第450章 最磨人的折磨

钟润那边则截然相反,清水管够,随时能喝,三餐却彻底断绝,连一粒米都见不着。

胡公公的人就守在过道里,支着耳朵听两间囚室的动静,不多言、不多问,只每隔两个时辰,隔着栅栏象征性地问上一句:“招是不招?”

第一天,两人心气儿尚在,不肯示弱。唐宗奇盯着眼前的美味佳肴,开始还能大块朵颐,吃到一半,口渴难耐,即便想吃也吃不下去了。他刻意不往钟润那边看。可单是听着对面的喝水声,就能让他喉间的干渴愈发难耐。

钟润则靠在墙边,一口接一口地喝水,试图用清水压制腹中饥饿。他努力克制自己不要想吃的,可对面唐宗奇咀嚼饭菜的声音在安静的牢房中异常刺耳,加上白米饭的清香和酱肉的油润香气,顺着栅栏的缝隙飘过来,丝丝缕缕缠上鼻尖。

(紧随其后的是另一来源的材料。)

PR #1789, opened 2018-02-08
Update buildessential.rb

lovedheart:
Add more automake, libtool and intltool into buildessential

### DIFF
--- a/packages/buildessential.rb
+++ b/packages/buildessential.rb
@@ -12,8 +12,10 @@ class Buildessential < Package
   depends_on 'make'
   depends_on 'pkgconfig'
   
-  depends_on 'automake' #
-  depends_on 'libtool'  #
-  depends_on 'intltool' # These three are mostly required for "./autogen.sh"
+  # typically required library to compile source code using "./autogen.sh"
+  depends_on 'automake' 
+  depends_on 'libtool'  
+  depends_on 'intltool' 
+  depends_on 'patch'
   
 end


packages/buildessential.rb
```diff
@@ -3,12 +3,17 @@
...
   is_fake
 
   depends_on 'gcc'
   depends_on 'linuxheaders'
   depends_on 'make'
   depends_on 'pkgconfig'
+  
+  depends_on 'automake' #
+  depends_on 'libtool'  #
+  depends_on 'intltool' # These three are mostly required for "./autogen.sh"
```
uberhacker: We might need `patch` and some other packages as well.  We should try recompiling a few more packages that require autogen.sh on a fresh Chromebrew install to confirm.  But yeah, this is essentially what I proposed in #1742.

lovedheart: How about meson build?

lovedheart:
I think we should also need some packages that are required to install the compiled code, such as six from python27.

packages/buildessential.rb
```diff
@@ -3,12 +3,19 @@
...
   depends_on 'gcc'
   depends_on 'linuxheaders'
   depends_on 'make'
   depends_on 'pkgconfig'
+  
+  # typically required library to compile source code using "./autogen.sh"
+  depends_on 'automake' 
+  depends_on 'libtool'  
+  depends_on 'intltool' 
+  depends_on 'patch'
```
uberhacker: I'm going to make a bold proposal and suggest we add these also since we have so many xorg packages and since these seem to common build dependencies on several packages.
```
depends_on 'diffutils'
depends_on 'bison'
depends_on 'flex'
depends_on 'util_macros'
```
This might not be a complete list, however.  Just a start.

lovedheart: I think we need also xorg_proto. Building these xorg packages, I would suggest all the protocols are installed before. It can save depedency checking

uberhacker:
Closing due to duplicate of #1833.

PR #1792, opened 2018-02-08
Update aria2 to support ssl

uberhacker:


uberhacker:
Since ssl is already enabled by default, no need for this update.

PR #1794, opened 2018-02-08
Upgrade glib from 2.52.3 to 2.54.3

lovedheart:
glib >=2.54.0 is required to build gobject_introspection

@uberhacker could you maybe build binary first for this one? Or you can tell me how to build a binary and upload it.

### DIFF
--- a/packages/glib.rb
+++ b/packages/glib.rb
@@ -3,22 +3,10 @@ require 'package'
 class Glib < Package
   description 'GLib provides the core application building blocks for libraries and applications written in C.'
   homepage 'https://developer.gnome.org/glib'
-  version '2.52.3'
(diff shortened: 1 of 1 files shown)


uberhacker:
If you only have an arm Chromebook, this will be difficult.  If you have a Linux, Mac or Windows system, you can install VirtualBox or VMWare and then boot a ChromeOS image.

You can find the `i686` image here: https://github.com/crosbuilder/CustomBuilds/releases

You can find the `x86_86` image (CloudReady) here: http://go.neverware.com/freeVMWare

lovedheart:
I can't bear the compile time on tegra k1

uberhacker:
This is why building binaries is so important.  We need to figure out how to build python so it includes pip because that is a dependency for a lot of other packages and it will take more time to when performing a clean Chromebrew install if you have to continually build from source.

PR #1795, opened 2018-02-08
Update yelp_tools.rb

### LINKED ISSUE #1793: [yelp_tools] Unable to build
```
checking for xsltproc... no
configure: error: xsltproc not found
yelp_tools failed to build: `./autogen.sh` exited with 1
```

lovedheart:
Fix dependency

It should fix #1793 

Confirm it works, since libxslt is the last dependency.


uberhacker:
That was too fast. :)  Please test before you submit a PR.

PR #1800, opened 2018-02-09
Create xcb_util_renderutil.rb

lovedheart:
Add xcb_util_renderutil

### DIFF
--- a/packages/xcb_util_renderutil.rb
+++ b/packages/xcb_util_renderutil.rb
@@ -1,0 +1,20 @@
+require 'package'
+
+class Xcb_util_renderutil < Package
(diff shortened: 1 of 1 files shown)


packages/xcb_util_renderutil.rb
```diff
@@ -0,0 +1,20 @@
+require 'package'
+
+class Xcb_util_renderutil < Package
+  description 'The xcb-util-renderutil package provides additional extensions to the XCB library'
+  homepage 'http://www.linuxfromscratch.org/blfs/view/cvs/x/xcb-util-renderutil.html'
```
uberhacker: Isn't the homepage https://xcb.freedesktop.org/?

PR #1804, opened 2018-02-09
Create libsigcplucpluc.rb

lovedheart:
Add libsigc++

### DIFF
--- a/packages/libsigcplucpluc.rb
+++ b/packages/libsigcplucpluc.rb
@@ -1,0 +1,20 @@
+require 'package'
+
+class Libsigcplusplus < Package
+  description 'http://libsigc.sourceforge.net/'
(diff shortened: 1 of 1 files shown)


packages/libsigcplucpluc.rb
```diff
@@ -0,0 +1,20 @@
+require 'package'
+
+class Libsigcplusplus < Package
+  description 'http://libsigc.sourceforge.net/'
+  homepage 'libsigc++ implements a typesafe callback system for standard C++.'
```
uberhacker: Looks like description and homepage are swapped.

lovedheart: No. This is the official link from libsigc.sourceforge.net

PR #1806, opened 2018-02-09
Create graphviz.rb

lovedheart:


packages/graphviz.rb
```diff
@@ -0,0 +1,25 @@
+require 'package'
+
+class Graphviz < Package
+  description 'Graphviz is open source graph visualization software.'
+  homepage 'https://www.graphviz.org/'
+  version '2.40.1'
+  source_url 'https://graphviz.gitlab.io/pub/graphviz/stable/SOURCES/graphviz.tar.gz'
```
uberhacker: Can we get a url that is versioned?  I think this url could be volatile.

lovedheart: It's difficult to find that

uberhacker: This is the download from the `stable_release_2.40.1` tagged commit hash:
https://gitlab.com/graphviz/graphviz/repository/67cd2e5121379a38e0801cc05cce5033f8a2a609/archive.tar.bz2

packages/graphviz.rb
```diff
@@ -0,0 +1,26 @@
...
+
+class Graphviz < Package
+  description 'Graphviz is open source graph visualization software.'
+  homepage 'https://www.graphviz.org/'
+  version '2.40.1'
+  source_url 'https://gitlab.com/graphviz/graphviz/repository/67cd2e5121379a38e0801cc05cce5033f8a2a609/archive.tar.bz2'
+  source_sha256 '8dddc80b4194b17c1a5bc1cc7b5e001e9a3ec27272287dc16f278c736a29a9b9'
+
+  depends_on 'fontconfig'
+  depends_on 'pango'
```
uberhacker: The cairo package is a dependency of pango and fontconfig is already a dependency of cairo, so no need to include fontconfig here.

packages/graphviz.rb
```diff
@@ -0,0 +1,26 @@
...
+  depends_on 'flex'
+  depends_on 'gdk_pixbuf'
+  depends_on 'libxrender'
+  depends_on 'poppler'
```
uberhacker: Since we're using autogen.sh, we should be including at least `depends_on 'automake' => :build`, correct?

packages/graphviz.rb
```diff
@@ -0,0 +1,27 @@
...
+
+class Graphviz < Package
+  description 'Graphviz is open source graph visualization software.'
+  homepage 'https://www.graphviz.org/'
+  version '2.40.1'
+  source_url 'https://gitlab.com/graphviz/graphviz/repository/67cd2e5121379a38e0801cc05cce5033f8a2a609/archive.tar.bz2'
+  source_sha256 '8dddc80b4194b17c1a5bc1cc7b5e001e9a3ec27272287dc16f278c736a29a9b9'
+
+  depends_on 'automake' => :build
+  depends_on 'fontconfig'
```
uberhacker: We can remove fontconfig, right?

lovedheart: Why? I have not tested it without fontconfig. I follow the suggested depedencies from website.

uberhacker: I already explained the reason.  It's because pango and poppler include cairo as a dependency and fontconfig is a dependency of cairo.

uberhacker: So what this means basically is you don't need to include it since it will be included by default from the other packages.

uberhacker: As a matter of fact, you don't even need pango since it's already a dependency of gtk_pixbuf.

他的喉头不受控制地滚动,腮帮子跟着无意识地开合、咀嚼,可嘴里空空如也,只有清水的寡淡滋味,越嚼越觉得胃里空得发慌。

第二天,苦楚入骨。唐宗奇的嘴唇开始发干起皮,看见饭的瞬间,喉间的灼痛翻涌上来。他不再刻意回避,眼神频频落在钟润的水罐上。

钟润的状况也好不到哪里去,从下了大牢后,他没吃过一顿饱饭,昨天又一天未进米粮,让他浑身发软,头晕眼花,靠在冰冷的墙壁上才能勉强支撑。

往日里养尊处优的身子骨经不住这般饥馑,胃里一阵阵绞痛,他蜷缩着身子,双手紧紧按着腹部,喝水的频率越来越高。可清水终究填不满饥肠,反倒让胃里的空落感愈发强烈。他现在眼里只剩唐宗奇身边的未动几口的香喷喷的饭菜。

第三天,两人早已没了最初的硬气,精神和肉体都达到极限。

唐宗奇的情形最为凄惨,嘴唇干裂流脓,结了黑痂一碰就裂,口舌满是红疮,呼吸都带着灼痛。脚边的酱肉香气依旧,他却碰都不碰。喉咙动一下都像吞刀子,更遑论吃东西。

他枯瘦的手伸出栅栏,拼命去够钟润的水罐,可看似近在咫尺的距离,却怎么也够不着。